Change variables [math]\displaystyle{ X = a^{-1/3} Y }[/math]:

[math]\displaystyle{ g_m(N,u) = a^{-1/3} \exp( i N c ) \int_{\bf R} \exp( -\frac{i}{3} Y^3 + i b a^{-2/3} Y^2 + i c a^{-1/3} Y )\ dY \quad (1.50) }[/math]
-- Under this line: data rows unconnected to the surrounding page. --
PR #1643, opened 2023-07-12
Reset `expires_at` of finished task

bugadani:
Currently, it is possible for finished tasks to remain in a non-zero state (namely, `STATE_TIMER_QUEUED`). This PR resets the `expires_at` field to allow the timer queue to remove the bit, which will in turn allow the task's pool slot to be reused.


Dirbaio (approved):
Thanks!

Change variables [math]\displaystyle{ Y = Z + b a^{-2/3} }[/math] and shift the contour of integration:

[math]\displaystyle{ g_m(N,u) = a^{-1/3} \exp( i N c + 4 i b^3 a^{-2}/3 + i bc a^{-1}) \int_{\bf R} \exp( -\frac{i}{3} Z^3 + i(c a^{-1/3} + b^2 a^{-4/3}) Z )\ dZ.\quad (1.51) }[/math]

Since

[math]\displaystyle{ \mathrm{Ai}(x) = \frac{1}{\pi} \int_0^\infty \cos(\frac{t^3}{3} + xt)\ dt \quad (1.52) }[/math]
[math]\displaystyle{ = \frac{1}{2\pi} \int_{\bf R} \exp(i\frac{t^3}{3} + ixt)\ dt \quad (1.53) }[/math]
[math]\displaystyle{ = \frac{1}{2\pi} \int_{\bf R} \exp(-i\frac{Z^3}{3} - ixZ)\ dZ \quad (1.54) }[/math]

we thus conclude that

[math]\displaystyle{ g_m(N,u) = 2\pi a^{-1/3} \exp( i N c + 4 i b^3 a^{-2}/3 + i bc a^{-1}) \mathrm{Ai}( - (c a^{-1/3} + b^2 a^{-4/3}) ).\quad (1.55) }[/math]

Note: b is complex valued, so the argument of the Airy function is also complex. Hopefully this is not going to be an issue. Also as N is large, the argument is going to be fairly large. But this could be a good thing; it means that we could hope to use one of the known asymptotics of the Airy function to get a more tractable approximation.